One is my tray setup.  Basically a wire shelf resting on the lip of my bathtub.  Back and legs quickly start to hurt being hunched over this.  But that can't be changed as space is at a minimum (but suggestions are still welcome if anyone has come up with a solution).

The other is my light-proofing setup.  I have 2 doors, and one window.  When the darkroom isn't being used, I can't stand to have the window covered.  Same with the doors.  I'm looking for a quick and easy way to light proof these.  I'm currently using heavy duty garbage bags and gaffer's tape for the window and gaffer's tape around the edges of the doors and a towel at the bottom.  This works well enough to block light, but setup and takedown is such a pain that I haven't bothered with it for some time.

So I'm wondering if anyone here has had any luck with dark, heavy curtains.  Both doors and the window are recessed between a little bit of wall sticking out.  So I was thinking of getting curtain rods that expand when you twist them and hanging a dark curtain from this.  Benefit would be having everything up and down in a minute or two and being able to easily store it under my shelf (storage space is also at a minimum).  Plus I'm having some issues with air circulation since all the gaps around the doors are taped up.

Of course there are problems with this.  It's going to be difficult to keep the curtains flush against the wall.  I could sew in weights at the bottom, but that would probably only help a little.  I also have no idea what to use.  Black fleece might work (double layered) since it's softer and might conform to the wall surface better.

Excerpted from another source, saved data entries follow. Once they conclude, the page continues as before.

PR #604, opened 2019-09-12
fix responding with application/json

### LINKED ISSUE #599: Accept header with multiple types default to "text/plain"
**Describe the bug**
When I request prism with an "accept" header that has multiple types (ex: `application/json, text/plain, */*`), prism will try to send back "text/plain" response.

**To Reproduce**

```
openapi: 3.0.0
info:
  title: My title
  version: 1.0.0
paths:
  /check-email:
    post:
      tags:
        - User
      summary: Check the availability of an email
      requestBody:
        content:
          application/json:
            schema:
              type: object
              properties:
                email:
                  type: string
                  example: john.doe@domain.tld
        required: true
      responses:
        "204":
          description: OK, the email is available
          content:
            application/json:
              schema:
                nullable: true
        "400":
          description: Bad Request, the email is not available
          content:
            application/json:
              schema:
                nullable: true
```
2. Run this CLI command `http POST 127.0.0.1:4010/check-email email=d@d.com Accept:'application/json, text/plain, */*'`
3. See error 
```
{
    "detail": "Cannot serialise complex objects as text/plain",
    "status": 500,
    "title": "Cannot serialise complex objects as text/plain",
    "type": "https://stoplight.io/prism/errors#NO_COMPLEX_OBJECT_TEXT_PLAIN"
}
```

**Expected behavior**
I expected the server to respond with a `204` response.

 - Library version: 3.1.0
 - OS: Ubuntu 18.04.3 LTS (Bionic Beaver)

**Additional context**
I am using "axios" to make the call and it defaults to `application/json, text/plain, */*'` for its 'Accept' header.

lag-of-death:
Fixes #599 

## Checklist

Handling `application/json` in **Accept** header is inconsistent.
This PR implements a small-footprint solution. But **we should really consider a solution similar to the one proposed in**: https://github.com/stoplightio/prism/pull/568 

The issue:

We receive: Accept: `application/json, text/plain`
Fastify looks into the serializers and sees that there is no serializer for `application/json`, but founds `text/plain` serializer and uses this. This is wrong. This happens because our `application/json` serializer is a fallback serializer (when no serializer in `serializers` (https://github.com/stoplightio/prism/blob/master/packages/http-server/src/serializers.ts) is found)

## Why the added charset=utf8?

This is to solve the inconsistency we have. This was also addressed in #568, but didn't make it to `master`. 

An example of the inconsistency from `master`:

https://github.com/stoplightio/prism/blob/887e2d0210b2ef71d076c810898c67ec3d357d82/packages/http-server/src/__tests__/server.oas.spec.ts#L309-L319

https://github.com/stoplightio/prism/blob/887e2d0210b2ef71d076c810898c67ec3d357d82/packages/http-server/src/__tests__/server.oas.spec.ts#L323-L332

So, in the first example we have `application/json; charset=utf-8`, but in the second one only `application/json`.
And why is this happening? Because https://github.com/stoplightio/prism/pull/568#discussion_r319552501

### DIFF
--- a/CHANGELOG.md
+++ b/CHANGELOG.md
@@ -6,6 +6,12 @@ The format is based on [Keep a Changelog](https://keepachangelog.com/en/1.0.0/),
 
 # Unreleased
 
+## Added
+
+## Fixed
+
+- Prism is now giving precedence to `application/json` instead of using it as a "fallback" serializer, fixing some conditions where it wouldn't get triggered correctly. #604
+
 # 3.1.0 (2019-09-03)
 
 ## Added
@@ -22,7 +28,6 @@ The format is based on [Keep a Changelog](https://keepachangelog.com/en/1.0.0/),
 - Prism is correctly handling the `csv` collection format argument property in OAS2 documents #577
 - Prism is correctly returning the response when the request has `*/*` as Accept header #578
 - Prism is correctly returning a single root node with the payload for XML data #578
-- Prism is correctly serializing application/json responses
 
 # 3.0.4 (2019-08-20)
 
--- a/CHANGELOG.md
+++ b/CHANGELOG.md
@@ -22,6 +22,7 @@ The format is based on [Keep a Changelog](https://keepachangelog.com/en/1.0.0/),
 - Prism is correctly handling the `csv` collection format argument property in OAS2 documents #577
 - Prism is correctly returning the response when the request has `*/*` as Accept header #578
 - Prism is correctly returning a single root node with the payload for XML data #578
+- Prism is correctly serializing application/json responses
 
 # 3.0.4 (2019-08-20)
 
--- a/packages/http-server/src/serializers.ts
+++ b/packages/http-server/src/serializers.ts
@@ -6,15 +6,8 @@ const xmlSerializer = new j2xParser({});
 export default [
   {
     regex: {
-      test: (value: string) => !!typeIs.is(value, ['application/*+json']),
+      test: (value: string) => !!typeIs.is(value, ['application/*+json', 'application/json']),
       toString: () => 'application/*+json',
-    },
-    serializer: JSON.stringify,
-  },
-  {
-    regex: {
-      test: (value: string) => !!typeIs.is(value, ['application/json']),
-      toString: () => 'application/json',
     },
     serializer: JSON.stringify,
   },
--- a/packages/http-server/src/serializers.ts
+++ b/packages/http-server/src/serializers.ts
@@ -13,6 +13,13 @@ export default [
   },
   {
     regex: {
+      test: (value: string) => !!typeIs.is(value, ['application/json']),
+      toString: () => 'application/json',
+    },
+    serializer: JSON.stringify,
+  },
+  {
+    regex: {
       test: (value: string) => !!typeIs.is(value, ['application/xml', 'application/*+xml']),
       toString: () => 'application/*+xml',
     },
--- a/packages/http-server/src/server.ts
+++ b/packages/http-server/src/server.ts
@@ -41,10 +41,6 @@ export const createServer = (operations: IHttpOperation[], opts: IPrismHttpServe
   });
 
   server.addHook('onSend', (request, reply, payload, done) => {
-    if (reply.getHeader('content-type') === 'application/json') {
-      reply.header('content-type', 'application/json; charset=utf-8');
-    }
-
     if (request.headers.accept === '*/*' && typeof payload !== 'string') {
       const serializer = reply.hasHeader('content-type')
         ? serializers.find(s => s.regex.test(reply.getHeader('content-type')!))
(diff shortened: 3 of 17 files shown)


CHANGELOG.md
```diff
@@ -22,6 +22,7 @@ The format is based on [Keep a Changelog](https://keepachangelog.com/en/1.0.0/),
 - Prism is correctly handling the `csv` collection format argument property in OAS2 documents #577
 - Prism is correctly returning the response when the request has `*/*` as Accept header #578
 - Prism is correctly returning a single root node with the payload for XML data #578
+- Prism is correctly serializing application/json responses
```
philsturgeon: These changelog messages are not as effective at communicating what happened.

"Prism is" we dont need this because we know its Prism
"correctly" we know we fixed something this in in the fixed section

What was fixed? What was it doing before? What is the scenario in which application/json scenarios were broken?

People read changelogs to find out if a specific situation that they might have noticed has been fixed, but this is not giving them that information. It's just kinda vaguely saying "something about json works better than before"

packages/http-server/src/server.ts
```diff
@@ -41,6 +41,10 @@ export const createServer = (operations: IHttpOperation[], opts: IPrismHttpServe
   });
 
   server.addHook('onSend', (request, reply, payload, done) => {
+    if (reply.getHeader('content-type') === 'application/json') {
```
philsturgeon: What is the reasoning for this? If the api designer has defined the header as `application/json`why do we want to force the utf8 charset on there?

test-harness/specs/E2E-Accept-Content-Negotiation-AC-15.oas2.txt
```diff
@@ -0,0 +1,24 @@
...
+      produces:
+        - application/json
+        - text/plain
+      responses:
+        "204":
+          description: OK, the email is available
+          examples:
+            application/json:
+              schema:
+                nullable: true
```
philsturgeon: This test might just show that no body is output when schema is a null, maybe the more standard `type: string` would create more confidence that this test is doing what we want for the reasons we want.

packages/http-server/src/server.ts
StefanDywersant: What about support for `application/{dataType}+json` or `application/json; charset=cp1250`?

Source: https://tools.ietf.org/html/rfc6839

lag-of-death: @philsturgeon, @StefanDywersant, `charset=utf-8` was already enforced by `fastify` with its default `application/json` serializer. We sometimes returned `application/json` without `charset=utf-8` because... the response was wrongly serialized by some other serializer (like instead of a serializer for JSON, the data was serialized with a serializer for XML). `application/{whatever}+json` is here https://github.com/stoplightio/prism/blob/master/packages/http-server/src/serializers.ts#L9
haven't found other charset than utf-8 logic in the code

packages/http-server/src/serializers.ts
```diff
@@ -11,6 +11,13 @@ export default [
     },
     serializer: JSON.stringify,
   },
+  {
+    regex: {
```
XVincentX: You do not need to create a new section, you can simply modify the one at line 9 and add `application/json` in the array

packages/http-server/src/server.ts
XVincentX: > What about support for application/{dataType}+json

This scenario is already supported in the serialiser. I would not bother about the `charset` — it is actually something that is inferred by the browser most of the times. I am quite sure there was also a proposal to remove it completely from the content type header.

test-harness/specs/E2E-Accept-Content-Negotiation-AC-15.oas2.txt
XVincentX: I agree with @philsturgeon here and more importantly `204` responses do not have content and so Fastify will *delete it* no matter if you're trying to send it to the client, so let's change this to a regular 200.

test-harness/specs/E2E-Accept-Content-Negotiation-AC-15.oas3.txt
```diff
@@ -0,0 +1,21 @@
+====test====
+Sending multiple values in Accept header selects the first one matched.
+====spec====
+openapi: 3.0.2
+paths:
+  /check-email:
+    get:
+      responses:
+        "204":
```
XVincentX: Ditto, do not use 204 here.
```suggestion
        "200":
```

test-harness/specs/E2E-Accept-Content-Negotiation-AC-4.oas2.txt
```diff
@@ -22,7 +22,7 @@ mock -p 4010
 curl -i -X GET http://localhost:4010/todos -H "accept: application/xml, application/json"
 ====expect====
 HTTP/1.1 200 OK
-content-type: application/json
+content-type: application/json; charset=utf-8
```
XVincentX: It's ok to return just `application/json`

CHANGELOG.md
XVincentX: The correct changeling here would be a line explaining that Prism is now giving higher priority to `application/json` Accept content type, and it's not a "fallback" format anymore.

XVincentX: Moreover this is not in the right section, it should go in the `Unreleased` part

Has anyone tried this?  Any problems?  What else have you tried that has worked besides plastic sheeting?

Thanks, folks.


----------



## ladyphotog (Oct 18, 2006)

I will tell you what I did and maybe you can get some ideas from that. I am also in a bathroom, however it is pretty large. I have a shelf that the enlarger is on and the counter is for my trays, I use the bathtub to wash the prints. I also have a drying rack that sits in the bathtub. I have a window with space in it. I have measured and had a piece of black plexiglass cut to fit the window cutout, then I put weatherstripping around the edges. The plex fits pretty snug but the weatherstripping covers any area that light might spill in. I also put weatherstripping on the door so that it is sealed. That way all I have to do is put my plex up in the window, move my drying rack to the tub, bring in my trays and enlarger and I am ready to print. Hope that will give you some ideas.


----------



## niccig (Oct 18, 2006)

Don't know what your budget is, but there are some products you can buy to lightproof:

Vinyl window cover: $27.95
http://www.bhphotovideo.com/bnh/controller/home?O=productlist&A=details&Q=&sku=66794&is=REG&addedTroughType=categoryNavigation

Door lightproofing kit: $157.50
http://www.bhphotovideo.com/bnh/con...993&is=REG&addedTroughType=categoryNavigation


----------



## nealjpage (Oct 18, 2006)

I was thinking of getting some heavy black fabric (like denim) as well for the window and door.  According to the gals at the local fabric store, there are fabrics that are totally light-blocking, too, although they did not carry it.  I do like Ladyphoto's idea of weatherstripping the door and putting some sort of sweep (or towel) along the bottom and using black plexiglass for the window.  I'm going to have to investigate.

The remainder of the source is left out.